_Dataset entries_
__________

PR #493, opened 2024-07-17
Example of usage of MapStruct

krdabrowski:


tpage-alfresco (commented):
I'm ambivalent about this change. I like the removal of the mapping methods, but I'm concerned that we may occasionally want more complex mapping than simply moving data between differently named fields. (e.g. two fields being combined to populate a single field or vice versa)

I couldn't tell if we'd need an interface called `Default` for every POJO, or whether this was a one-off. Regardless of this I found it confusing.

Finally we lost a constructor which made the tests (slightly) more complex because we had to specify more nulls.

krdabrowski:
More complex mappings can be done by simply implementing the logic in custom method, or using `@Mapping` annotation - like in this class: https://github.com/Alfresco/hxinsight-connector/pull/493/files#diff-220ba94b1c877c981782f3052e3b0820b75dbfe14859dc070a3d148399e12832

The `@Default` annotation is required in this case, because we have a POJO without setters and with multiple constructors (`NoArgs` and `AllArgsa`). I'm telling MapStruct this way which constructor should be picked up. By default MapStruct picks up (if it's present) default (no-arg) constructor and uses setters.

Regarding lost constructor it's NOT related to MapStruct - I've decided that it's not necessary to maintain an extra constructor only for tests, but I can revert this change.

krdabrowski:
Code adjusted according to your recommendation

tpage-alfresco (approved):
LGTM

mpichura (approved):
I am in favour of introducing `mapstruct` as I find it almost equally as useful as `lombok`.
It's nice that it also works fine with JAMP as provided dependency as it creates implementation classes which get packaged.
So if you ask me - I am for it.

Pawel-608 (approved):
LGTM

__________

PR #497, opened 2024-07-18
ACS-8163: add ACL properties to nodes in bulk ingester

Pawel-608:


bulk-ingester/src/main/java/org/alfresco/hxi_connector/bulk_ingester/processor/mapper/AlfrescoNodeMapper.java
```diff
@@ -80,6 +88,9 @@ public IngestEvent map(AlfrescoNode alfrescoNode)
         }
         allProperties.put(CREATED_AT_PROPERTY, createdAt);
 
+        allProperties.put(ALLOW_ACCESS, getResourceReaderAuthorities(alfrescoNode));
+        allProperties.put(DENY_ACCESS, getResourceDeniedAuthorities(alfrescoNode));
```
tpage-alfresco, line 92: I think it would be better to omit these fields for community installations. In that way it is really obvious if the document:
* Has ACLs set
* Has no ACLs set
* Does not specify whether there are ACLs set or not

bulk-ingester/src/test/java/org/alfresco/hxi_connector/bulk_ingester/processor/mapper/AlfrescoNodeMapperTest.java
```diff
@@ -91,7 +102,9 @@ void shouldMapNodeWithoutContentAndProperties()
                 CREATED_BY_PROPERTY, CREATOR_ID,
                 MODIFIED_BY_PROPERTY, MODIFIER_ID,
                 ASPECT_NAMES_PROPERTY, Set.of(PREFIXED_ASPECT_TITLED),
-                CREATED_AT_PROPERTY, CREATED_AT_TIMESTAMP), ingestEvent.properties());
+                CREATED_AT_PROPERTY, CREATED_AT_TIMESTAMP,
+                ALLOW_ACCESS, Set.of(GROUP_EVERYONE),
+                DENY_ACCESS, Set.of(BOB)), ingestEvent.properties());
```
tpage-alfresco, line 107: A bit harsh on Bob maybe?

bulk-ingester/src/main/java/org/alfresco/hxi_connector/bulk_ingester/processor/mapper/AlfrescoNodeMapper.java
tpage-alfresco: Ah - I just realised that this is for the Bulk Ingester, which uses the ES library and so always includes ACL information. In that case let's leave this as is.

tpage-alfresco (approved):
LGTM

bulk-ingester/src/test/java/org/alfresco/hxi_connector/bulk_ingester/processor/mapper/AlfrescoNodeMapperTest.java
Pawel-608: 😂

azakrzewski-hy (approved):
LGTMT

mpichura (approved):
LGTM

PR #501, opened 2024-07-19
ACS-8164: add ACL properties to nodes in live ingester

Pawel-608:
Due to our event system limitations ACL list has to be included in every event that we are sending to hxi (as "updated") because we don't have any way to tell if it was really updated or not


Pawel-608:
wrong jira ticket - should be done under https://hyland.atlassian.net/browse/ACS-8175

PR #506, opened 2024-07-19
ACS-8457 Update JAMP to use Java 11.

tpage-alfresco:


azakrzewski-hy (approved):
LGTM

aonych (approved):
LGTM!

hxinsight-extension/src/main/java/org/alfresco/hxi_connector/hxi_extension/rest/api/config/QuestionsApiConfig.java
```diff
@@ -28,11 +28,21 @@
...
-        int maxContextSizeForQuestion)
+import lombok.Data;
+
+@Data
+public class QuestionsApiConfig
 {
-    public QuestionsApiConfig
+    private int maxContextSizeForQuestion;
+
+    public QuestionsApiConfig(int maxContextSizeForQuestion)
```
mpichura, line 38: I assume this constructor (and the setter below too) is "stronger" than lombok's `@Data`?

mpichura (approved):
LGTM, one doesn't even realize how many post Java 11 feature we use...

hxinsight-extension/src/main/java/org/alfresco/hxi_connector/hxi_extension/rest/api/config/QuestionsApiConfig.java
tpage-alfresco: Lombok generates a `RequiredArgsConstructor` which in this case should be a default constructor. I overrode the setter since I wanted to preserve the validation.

__________

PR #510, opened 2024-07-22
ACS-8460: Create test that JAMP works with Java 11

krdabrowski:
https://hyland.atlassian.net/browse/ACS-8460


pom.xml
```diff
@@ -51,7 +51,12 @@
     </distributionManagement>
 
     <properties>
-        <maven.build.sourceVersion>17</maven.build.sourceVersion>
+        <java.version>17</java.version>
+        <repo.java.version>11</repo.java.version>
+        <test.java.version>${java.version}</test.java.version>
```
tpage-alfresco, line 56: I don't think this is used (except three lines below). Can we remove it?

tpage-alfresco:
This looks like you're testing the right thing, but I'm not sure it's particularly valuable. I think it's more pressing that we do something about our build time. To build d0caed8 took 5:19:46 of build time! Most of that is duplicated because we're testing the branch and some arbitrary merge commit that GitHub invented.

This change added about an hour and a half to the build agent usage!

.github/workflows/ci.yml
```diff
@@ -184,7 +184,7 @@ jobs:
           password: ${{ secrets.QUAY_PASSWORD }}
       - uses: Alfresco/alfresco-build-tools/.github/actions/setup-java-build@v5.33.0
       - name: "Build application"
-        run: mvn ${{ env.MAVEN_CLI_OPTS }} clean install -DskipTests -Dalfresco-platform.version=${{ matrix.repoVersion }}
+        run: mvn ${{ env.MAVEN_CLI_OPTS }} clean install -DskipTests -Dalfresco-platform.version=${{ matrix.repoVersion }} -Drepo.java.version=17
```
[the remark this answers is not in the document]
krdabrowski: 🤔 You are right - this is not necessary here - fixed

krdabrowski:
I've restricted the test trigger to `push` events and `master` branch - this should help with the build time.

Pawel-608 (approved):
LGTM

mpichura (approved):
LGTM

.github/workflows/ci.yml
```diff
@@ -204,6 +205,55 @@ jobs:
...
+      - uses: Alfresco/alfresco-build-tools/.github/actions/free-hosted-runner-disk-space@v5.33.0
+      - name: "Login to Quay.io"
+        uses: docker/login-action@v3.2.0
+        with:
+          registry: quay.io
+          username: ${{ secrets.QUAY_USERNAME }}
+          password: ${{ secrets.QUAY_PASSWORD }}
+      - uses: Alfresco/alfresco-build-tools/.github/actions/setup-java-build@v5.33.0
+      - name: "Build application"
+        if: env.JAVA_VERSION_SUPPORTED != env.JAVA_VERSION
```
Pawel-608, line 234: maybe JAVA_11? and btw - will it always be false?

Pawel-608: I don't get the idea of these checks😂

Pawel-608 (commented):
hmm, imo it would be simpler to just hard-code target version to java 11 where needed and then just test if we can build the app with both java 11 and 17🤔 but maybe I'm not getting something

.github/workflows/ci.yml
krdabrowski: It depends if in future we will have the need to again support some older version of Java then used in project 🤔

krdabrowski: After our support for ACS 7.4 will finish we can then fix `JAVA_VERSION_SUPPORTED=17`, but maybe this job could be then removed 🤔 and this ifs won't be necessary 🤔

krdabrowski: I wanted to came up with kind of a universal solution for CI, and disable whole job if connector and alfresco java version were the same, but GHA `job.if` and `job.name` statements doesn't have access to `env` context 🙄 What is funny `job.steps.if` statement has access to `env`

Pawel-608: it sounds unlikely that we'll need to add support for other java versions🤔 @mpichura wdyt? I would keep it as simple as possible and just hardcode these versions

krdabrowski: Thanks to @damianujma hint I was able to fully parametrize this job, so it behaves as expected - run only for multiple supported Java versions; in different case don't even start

__________

_ACTIVITY_
Identify the lines of the entries containing the string "platform". Copy each such line.

_PROBLEM SOLUTION_
-        run: mvn ${{ env.MAVEN_CLI_OPTS }} clean install -DskipTests -Dalfresco-platform.version=${{ matrix.repoVersion }}
+        run: mvn ${{ env.MAVEN_CLI_OPTS }} clean install -DskipTests -Dalfresco-platform.version=${{ matrix.repoVersion }} -Drepo.java.version=17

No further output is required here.